Issue #3970, opened 2025-01-14
Support setting `minMember` when creating workloads


hwdef:
### What is the problem you're trying to solve

Currently, the default value of minMember is 1, which is inappropriate in some scenarios.
https://github.com/volcano-sh/volcano/blob/68fba2ccb3a6ba00eb511722b6b777eda375e9b4/pkg/controllers/podgroup/pg_controller_handler.go#L215

It is hoped that `minMember` can be set when creating a deployment or other non-vcjob workloads.

### Describe the solution you'd like

When creating a podgroup, we can read an annotation, such as
`scheduling.volcano.sh/minMember: 10`
Set minMember based on this value

noobzzw:
Hi, this is a great idea. Besides setting the minMember manually, can we also read the StatefulSet or ReplicaSet in the ownerReferences to obtain the minMember automatically?

hwdef:
This is probably not a good idea since many deployment functions don't want to be affected by the gang.

noobzzw:
got it.

Monokaix:
I think we can support read an annotation key from the workload, and users can set an expected value, or else the minmember is still 1.

JesseStutler:
`scheduling.volcano.sh/minMember` or `scheduling.volcano.sh/minAvailable`? From the perspective of vcjob, is minAvailable, deployment/statefulset/daemonset/job and vcjob are at the same level, so should it be minAvailable?

Monokaix:
`minAvailable` is the semantics of vcjob, and for other workloads users may just need to concern the podgroup. 
But the user experience will be more unified using`minAvailable`.

Monokaix:
Another question is: The annotation should be set at pod level or workload level, though its more reasonable setting at workload level, the current queue and podgroup annotations are both set at pod level, so it's better to keep consistent.
How do you guys think?

hwdef:
I think it's more reasonable to set at the workload level.
But we can do compatibility.  priority reading the workload annotation. If not exist, then read the pod annotation.

Monokaix:
> I think it's more reasonable to set at the workload level. But we can do compatibility. priority reading the workload annotation. If not exist, then read the pod annotation.

It seems a little confused...

lowang-bh:
It is more reasonable setting at workload level.

hwdef:
We also should consider `minResource`

Ref: https://github.com/volcano-sh/volcano/pull/4000

sceneryback:
[...]

PR #4000, opened 2025-02-07
use replicas when initializing pg minResources

sceneryback:
When creating pod using replicaSet, the minMember of podgroup created is always 1, this is not reasonable. Consider this case:
1. we created a deployment with 2 replicas, totally requesting 16 gpus 
2. the podgroup created has 1 minMember and 8 gpus
3. the capability of queue has 8 gpus and the scheduler configmap disables  AllocatableFn of proportion plugin
4. the podgroup will be enqueued and running since minResources(8 gpus) is not bigger than queue capability
5. finally the queue allocated 16 gpus, more than its deserved

As can be seen from this picture:   
image

In the case that pod has replicas from its owners, the podgroup should consider relicas, just as training-operator does, which creates pod group based on resources from all replicas

### DIFF
--- a/pkg/controllers/job/job_controller_util.go
+++ b/pkg/controllers/job/job_controller_util.go
@@ -327,10 +327,10 @@ func (p TasksPriority) CalcFirstCountResources(count int32) v1.ResourceList {
 
 	for _, task := range p {
 		if count <= task.Replicas {
-			minReq = quotav1.Add(minReq, calTaskRequests(&v1.Pod{Spec: task.Template.Spec}, count))
+			minReq = quotav1.Add(minReq, util.CalTaskRequests(&v1.Pod{Spec: task.Template.Spec}, count))
 			break
 		} else {
-			minReq = quotav1.Add(minReq, calTaskRequests(&v1.Pod{Spec: task.Template.Spec}, task.Replicas))
+			minReq = quotav1.Add(minReq, util.CalTaskRequests(&v1.Pod{Spec: task.Template.Spec}, task.Replicas))
 			count -= task.Replicas
 		}
 	}
@@ -353,7 +353,7 @@ func (p TasksPriority) CalcPGMinResources(jobMinAvailable int32) v1.ResourceList
 		if left := jobMinAvailable - podCnt; left < validReplics {
 			validReplics = left
 		}
-		minReq = quotav1.Add(minReq, calTaskRequests(&v1.Pod{Spec: task.Template.Spec}, validReplics))
+		minReq = quotav1.Add(minReq, util.CalTaskRequests(&v1.Pod{Spec: task.Template.Spec}, validReplics))
 		podCnt += validReplics
 		if podCnt >= jobMinAvailable {
 			break
@@ -377,25 +377,15 @@ func (p TasksPriority) CalcPGMinResources(jobMinAvailable int32) v1.ResourceList
 		}
 
 		if leftCnt >= left {
-			minReq = quotav1.Add(minReq, calTaskRequests(&v1.Pod{Spec: task.Template.Spec}, left))
+			minReq = quotav1.Add(minReq, util.CalTaskRequests(&v1.Pod{Spec: task.Template.Spec}, left))
 			leftCnt -= left
 		} else {
-			minReq = quotav1.Add(minReq, calTaskRequests(&v1.Pod{Spec: task.Template.Spec}, leftCnt))
+			minReq = quotav1.Add(minReq, util.CalTaskRequests(&v1.Pod{Spec: task.Template.Spec}, leftCnt))
 			leftCnt = 0
 		}
 		if leftCnt <= 0 {
 			break
 		}
-	}
-	return minReq
-}
-
-// calTaskRequests returns requests resource with validReplica replicas
-func calTaskRequests(pod *v1.Pod, validReplica int32) v1.ResourceList {
-	minReq := v1.ResourceList{}
-	usage := *util.GetPodQuotaUsage(pod)
-	for i := int32(0); i < validReplica; i++ {
-		minReq = quotav1.Add(minReq, usage)
 	}
 	return minReq
 }
--- a/pkg/controllers/podgroup/pg_controller.go
+++ b/pkg/controllers/podgroup/pg_controller.go
@@ -58,15 +58,9 @@ type pgcontroller struct {
 
 	// A store of pods
 	podLister corelisters.PodLister
-	podSynced func() bool
 
 	// A store of podgroups
 	pgLister schedulinglister.PodGroupLister
-	pgSynced func() bool
-
-	// A store of replicaset
-	rsSynced  func() bool
-	stsSynced func() bool
 
 	queue workqueue.TypedRateLimitingInterface[podRequest]
 
@@ -96,7 +90,6 @@ func (pg *pgcontroller) Initialize(opt *framework.ControllerOption) error {
 	pg.informerFactory = opt.SharedInformerFactory
 	pg.podInformer = opt.SharedInformerFactory.Core().V1().Pods()
 	pg.podLister = pg.podInformer.Lister()
-	pg.podSynced = pg.podInformer.Informer().HasSynced
 	pg.podInformer.Informer().AddEventHandler(cache.ResourceEventHandlerFuncs{
 		AddFunc: pg.addPod,
 	})
@@ -105,18 +98,15 @@ func (pg *pgcontroller) Initialize(opt *framework.ControllerOption) error {
 	pg.vcInformerFactory = factory
 	pg.pgInformer = factory.Scheduling().V1beta1().PodGroups()
 	pg.pgLister = pg.pgInformer.Lister()
-	pg.pgSynced = pg.pgInformer.Informer().HasSynced
 
 	if utilfeature.DefaultFeatureGate.Enabled(features.WorkLoadSupport) {
 		pg.rsInformer = pg.informerFactory.Apps().V1().ReplicaSets()
-		pg.rsSynced = pg.rsInformer.Informer().HasSynced
 		pg.rsInformer.Informer().AddEventHandler(cache.ResourceEventHandlerFuncs{
 			AddFunc:    pg.addReplicaSet,
 			UpdateFunc: pg.updateReplicaSet,
 		})
 
 		pg.stsInformer = pg.informerFactory.Apps().V1().StatefulSets()
-		pg.stsSynced = pg.stsInformer.Informer().HasSynced
 		pg.stsInformer.Informer().AddEventHandler(cache.ResourceEventHandlerFuncs{
 			AddFunc:    pg.addStatefulSet,
 			UpdateFunc: pg.updateStatefulSet,
--- a/pkg/controllers/podgroup/pg_controller_handler.go
+++ b/pkg/controllers/podgroup/pg_controller_handler.go
@@ -20,6 +20,7 @@ import (
 	"context"
 	"encoding/json"
 	"slices"
+	"strconv"
 	"strings"
 
 	appsv1 "k8s.io/api/apps/v1"
@@ -191,52 +192,80 @@ func (pg *pgcontroller) updatePodAnnotations(pod *v1.Pod, pgName string) error {
 	return nil
 }
 
-func (pg *pgcontroller) getAnnotationsFromUpperRes(kind string, name string, namespace string) map[string]string {
-	switch kind {
-	case "ReplicaSet":
-		rs, err := pg.kubeClient.AppsV1().ReplicaSets(namespace).Get(context.TODO(), name, metav1.GetOptions{})
-		if err != nil {
-			klog.Errorf("Failed to get upper %s for Pod <%s/%s>: %v", kind, namespace, name, err)
-			return map[string]string{}
+func (pg *pgcontroller) getAnnotationsFromUpperRes(pod *v1.Pod) map[string]string {
+	var annotations = make(map[string]string)
+
+	for _, reference := range pod.OwnerReferences {
+		if reference.Kind != "" && reference.Name != "" {
+			tmp := make(map[string]string)
+			switch reference.Kind {
+			case "ReplicaSet":
+				rs, err := pg.kubeClient.AppsV1().ReplicaSets(pod.Namespace).Get(context.TODO(), reference.Name, metav1.GetOptions{})
+				if err != nil {
+					klog.Errorf("Failed to get upper %s for Pod <%s/%s>: %v", reference.Kind, pod.Namespace, reference.Name, err)
+					continue
+				}
+				tmp = rs.Annotations
+			case "DaemonSet":
+				ds, err := pg.kubeClient.AppsV1().DaemonSets(pod.Namespace).Get(context.TODO(), reference.Name, metav1.GetOptions{})
+				if err != nil {
+					klog.Errorf("Failed to get upper %s for Pod <%s/%s>: %v", reference.Kind, pod.Namespace, reference.Name, err)
+					continue
+				}
+				tmp = ds.Annotations
+			case "StatefulSet":
+				ss, err := pg.kubeClient.AppsV1().StatefulSets(pod.Namespace).Get(context.TODO(), reference.Name, metav1.GetOptions{})
+				if err != nil {
+					klog.Errorf("Failed to get upper %s for Pod <%s/%s>: %v", reference.Kind, pod.Namespace, reference.Name, err)
+					continue
+				}
+				tmp = ss.Annotations
+			case "Job":
+				job, err := pg.kubeClient.BatchV1().Jobs(pod.Namespace).Get(context.TODO(), reference.Name, metav1.GetOptions{})
+				if err != nil {
+					klog.Errorf("Failed to get upper %s for Pod <%s/%s>: %v", reference.Kind, pod.Namespace, reference.Name, err)
+					continue
+				}
+				tmp = job.Annotations
+			}
+
+			for k, v := range tmp {
+				if _, ok := annotations[k]; !ok {
+					annotations[k] = v
+				}
+			}
 		}
-		return rs.Annotations
-	case "DaemonSet":
-		ds, err := pg.kubeClient.AppsV1().DaemonSets(namespace).Get(context.TODO(), name, metav1.GetOptions{})
-		if err != nil {
-			klog.Errorf("Failed to get upper %s for Pod <%s/%s>: %v", kind, namespace, name, err)
-			return map[string]string{}
-		}
-		return ds.Annotations
-	case "StatefulSet":
-		ss, err := pg.kubeClient.AppsV1().StatefulSets(namespace).Get(context.TODO(), name, metav1.GetOptions{})
-		if err != nil {
-			klog.Errorf("Failed to get upper %s for Pod <%s/%s>: %v", kind, namespace, name, err)
-			return map[string]string{}
-		}
-		return ss.Annotations
-	case "Job":
-		job, err := pg.kubeClient.BatchV1().Jobs(namespace).Get(context.TODO(), name, metav1.GetOptions{})
-		if err != nil {
-			klog.Errorf("Failed to get upper %s for Pod <%s/%s>: %v", kind, namespace, name, err)
-			return map[string]string{}
-		}
-		return job.Annotations
-	default:
-		return map[string]string{}
 	}
+
+	return annotations
+}
+
+func (pg *pgcontroller) getMinMemberFromUpperRes(upperAnnotations map[string]string, namespance, name string) int32 {
+	minMember := int32(1)
+
+	if minMemberAnno, ok := upperAnnotations[scheduling.VolcanoGroupMinMemberAnnotationKey]; ok {
+		minMemberFromAnno, err := strconv.ParseInt(minMemberAnno, 10, 32)
+		if err != nil {
+			klog.Errorf("Failed to convert minMemberAnnotation of Pod owners <%s/%s> into number: %v, minMember remains as 1",
+				namespance, name, err)
+			return minMember
+		}
+		if minMemberFromAnno < 0 {
+			klog.Errorf("minMemberAnnotation %d is not positive, minMember remains as 1", minMemberFromAnno)
+			return minMember
+		}
+		minMember = int32(minMemberFromAnno)
+	}
+
+	return minMember
 }
 
 // Inherit annotations from upper resources.
-func (pg *pgcontroller) inheritUpperAnnotations(pod *v1.Pod, obj *scheduling.PodGroup) {
+func (pg *pgcontroller) inheritUpperAnnotations(upperAnnotations map[string]string, obj *scheduling.PodGroup) {
 	if pg.inheritOwnerAnnotations {
-		for _, reference := range pod.OwnerReferences {
-			if reference.Kind != "" && reference.Name != "" {
-				var upperAnnotations = pg.getAnnotationsFromUpperRes(reference.Kind, reference.Name, pod.Namespace)
-				for k, v := range upperAnnotations {
-					if strings.HasPrefix(k, scheduling.AnnotationPrefix) {
-						obj.Annotations[k] = v
-					}
-				}
+		for k, v := range upperAnnotations {
+			if strings.HasPrefix(k, scheduling.AnnotationPrefix) {
+				obj.Annotations[k] = v
 			}
 		}
 	}
@@ -252,6 +281,13 @@ func (pg *pgcontroller) createNormalPodPGIfNotExist(pod *v1.Pod) error {
 			return err
 		}
 
+		var minMember = int32(1)
+		var ownerAnnotations = make(map[string]string)
+		if pg.inheritOwnerAnnotations {
+			ownerAnnotations = pg.getAnnotationsFromUpperRes(pod)
+			minMember = pg.getMinMemberFromUpperRes(ownerAnnotations, pod.Namespace, pod.Name)
+		}
+		minResources := util.CalTaskRequests(pod, minMember)
 		obj := &scheduling.PodGroup{
 			ObjectMeta: metav1.ObjectMeta{
 				Namespace:       pod.Namespace,
@@ -261,16 +297,16 @@ func (pg *pgcontroller) createNormalPodPGIfNotExist(pod *v1.Pod) error {
 				Labels:          map[string]string{},
 			},
 			Spec: scheduling.PodGroupSpec{
-				MinMember:         1,
+				MinMember:         minMember,
 				PriorityClassName: pod.Spec.PriorityClassName,
-				MinResources:      util.GetPodQuotaUsage(pod),
+				MinResources:      &minResources,
 			},
 			Status: scheduling.PodGroupStatus{
 				Phase: scheduling.PodGroupPending,
 			},
 		}
 
-		pg.inheritUpperAnnotations(pod, obj)
+		pg.inheritUpperAnnotations(ownerAnnotations, obj)
 		// Individual annotations on pods would overwrite annotations inherited from upper resources.
 		if queueName, ok := pod.Annotations[scheduling.QueueNameAnnotationKey]; ok {
 			obj.Spec.Queue = queueName
--- a/pkg/controllers/util/util.go
+++ b/pkg/controllers/util/util.go
@@ -4,17 +4,28 @@ import (
 	"strings"
 
 	v1 "k8s.io/api/core/v1"
+	quotav1 "k8s.io/apiserver/pkg/quota/v1"
 	"k8s.io/kubernetes/pkg/apis/core/v1/helper"
 	quotacore "k8s.io/kubernetes/pkg/quota/v1/evaluator/core"
 	"k8s.io/utils/clock"
 )
 
-func GetPodQuotaUsage(pod *v1.Pod) *v1.ResourceList {
+func GetPodQuotaUsage(pod *v1.Pod) v1.ResourceList {
 	res, _ := quotacore.PodUsageFunc(pod, clock.RealClock{})
 	for name, quantity := range res {
 		if !helper.IsNativeResource(name) && strings.HasPrefix(string(name), v1.DefaultResourceRequestsPrefix) {
 			res[v1.ResourceName(strings.TrimPrefix(string(name), v1.DefaultResourceRequestsPrefix))] = quantity
 		}
 	}
-	return &res
+	return res
+}
+
+// calTaskRequests returns requests resource with validReplica replicas
+func CalTaskRequests(pod *v1.Pod, validReplica int32) v1.ResourceList {
+	minReq := v1.ResourceList{}
+	usage := GetPodQuotaUsage(pod)
+	for i := int32(0); i < validReplica; i++ {
+		minReq = quotav1.Add(minReq, usage)
+	}
+	return minReq
 }
--- a/pkg/controllers/podgroup/pg_controller_test.go
+++ b/pkg/controllers/podgroup/pg_controller_test.go
@@ -20,8 +20,10 @@ import (
 	"context"
 	"testing"
 
+	appsv1 "k8s.io/api/apps/v1"
 	v1 "k8s.io/api/core/v1"
 	"k8s.io/apimachinery/pkg/api/equality"
+	"k8s.io/apimachinery/pkg/api/resource"
 	metav1 "k8s.io/apimachinery/pkg/apis/meta/v1"
 	"k8s.io/apimachinery/pkg/types"
 	"k8s.io/client-go/informers"
@@ -46,6 +48,7 @@ func newFakeController() *pgcontroller {
 		SharedInformerFactory:   sharedInformers,
 		VCSharedInformerFactory: vcSharedInformers,
 		SchedulerNames:          []string{"volcano"},
+		InheritOwnerAnnotations: true,
 	}
 
 	controller.Initialize(opt)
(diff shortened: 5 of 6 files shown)


hwdef:
Same situation as mentioned in this issue:
https://github.com/volcano-sh/volcano/issues/3970

Monokaix:
proportion plugin controls the queue related capabilities, if you disable it, the capacity check will not take effect.

Monokaix:
Just as @hwdef said, please set an annotation to control the minmember to set, and also other workload type like statefulset should also has this capability: )

sceneryback:
hi @hwdef @Monokaix thanks for all your suggestions, I have updated the feature using new annotation, so it won't break current behaviors. Please have a look.     
apis change: https://github.com/volcano-sh/apis/pull/154
I will update go.mod to delete local references of apis package after https://github.com/volcano-sh/apis/pull/154 is merged

pkg/controllers/podgroup/pg_controller_handler.go
```diff
@@ -177,6 +181,37 @@ func (pg *pgcontroller) getAnnotationsFromUpperRes(kind string, name string, nam
 	}
 }
 
+func (pg *pgcontroller) getMinMemberFromUpperRes(pod *v1.Pod) *int32 {
+	defaultMinMember := int32(1)
+	annotations := make(map[string]string)
+
+	for _, reference := range pod.OwnerReferences {
+		if reference.Kind != "" && reference.Name != "" {
+			tmp := pg.getAnnotationsFromUpperRes(reference.Kind, reference.Name, pod.Namespace)
```
JesseStutler, line 190: Usually we write annotation on the deployment to specify minMember, but here the ownerReferences of the Pod can only be traced back to the replicaset.

pkg/controllers/podgroup/pg_controller_handler.go
```diff
@@ -177,6 +181,37 @@ func (pg *pgcontroller) getAnnotationsFromUpperRes(kind string, name string, nam
...
+			if err := mergo.Merge(&annotations, &tmp); err != nil {
```
JesseStutler, line 191: Do we have scenarios that Pod has multiple OwnerReferences? If there are trully multiple annotations, we won't specify twice the minMember annotations, do we need to use the merge.Merge?

pkg/controllers/podgroup/pg_controller_handler.go
```diff
@@ -177,6 +181,37 @@ func (pg *pgcontroller) getAnnotationsFromUpperRes(kind string, name string, nam
 	}
 }
 
+func (pg *pgcontroller) getMinMemberFromUpperRes(pod *v1.Pod) *int32 {
+	defaultMinMember := int32(1)
```
JesseStutler, line 185: This variable name is very strange. You can set 1 as a constant (as defaultMinMember), and then the variable here is initialized to defaultMinMember. `minMember` here is ok

pkg/controllers/podgroup/pg_controller_handler.go
```diff
@@ -193,7 +228,7 @@ func (pg *pgcontroller) inheritUpperAnnotations(pod *v1.Pod, obj *scheduling.Pod
 	}
 }
 
-func (pg *pgcontroller) createNormalPodPGIfNotExist(pod *v1.Pod) error {
+func (pg *pgcontroller) createNormalPodPGIfNotExist(pod *v1.Pod, minAvailable *int32) error {
```
JesseStutler, line 231: Why are the variable names here not unified as minMember?

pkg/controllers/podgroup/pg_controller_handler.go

==============================

EXERCISE BRIEF: Reproduce word for word the material above, beginning with the line that contains "### What is" and ending with the line that contains "PR #4000, opened 2025-02-07".

YOUR RESPONSE:
### What is the problem you're trying to solve

Currently, the default value of minMember is 1, which is inappropriate in some scenarios.
https://github.com/volcano-sh/volcano/blob/68fba2ccb3a6ba00eb511722b6b777eda375e9b4/pkg/controllers/podgroup/pg_controller_handler.go#L215

It is hoped that `minMember` can be set when creating a deployment or other non-vcjob workloads.

### Describe the solution you'd like

When creating a podgroup, we can read an annotation, such as
`scheduling.volcano.sh/minMember: 10`
Set minMember based on this value

noobzzw:
Hi, this is a great idea. Besides setting the minMember manually, can we also read the StatefulSet or ReplicaSet in the ownerReferences to obtain the minMember automatically?

hwdef:
This is probably not a good idea since many deployment functions don't want to be affected by the gang.

noobzzw:
got it.

Monokaix:
I think we can support read an annotation key from the workload, and users can set an expected value, or else the minmember is still 1.

JesseStutler:
`scheduling.volcano.sh/minMember` or `scheduling.volcano.sh/minAvailable`? From the perspective of vcjob, is minAvailable, deployment/statefulset/daemonset/job and vcjob are at the same level, so should it be minAvailable?

Monokaix:
`minAvailable` is the semantics of vcjob, and for other workloads users may just need to concern the podgroup. 
But the user experience will be more unified using`minAvailable`.

Monokaix:
Another question is: The annotation should be set at pod level or workload level, though its more reasonable setting at workload level, the current queue and podgroup annotations are both set at pod level, so it's better to keep consistent.
How do you guys think?

hwdef:
I think it's more reasonable to set at the workload level.
But we can do compatibility.  priority reading the workload annotation. If not exist, then read the pod annotation.

Monokaix:
> I think it's more reasonable to set at the workload level. But we can do compatibility. priority reading the workload annotation. If not exist, then read the pod annotation.

It seems a little confused...

lowang-bh:
It is more reasonable setting at workload level.

hwdef:
We also should consider `minResource`

Ref: https://github.com/volcano-sh/volcano/pull/4000

sceneryback:
[...]

PR #4000, opened 2025-02-07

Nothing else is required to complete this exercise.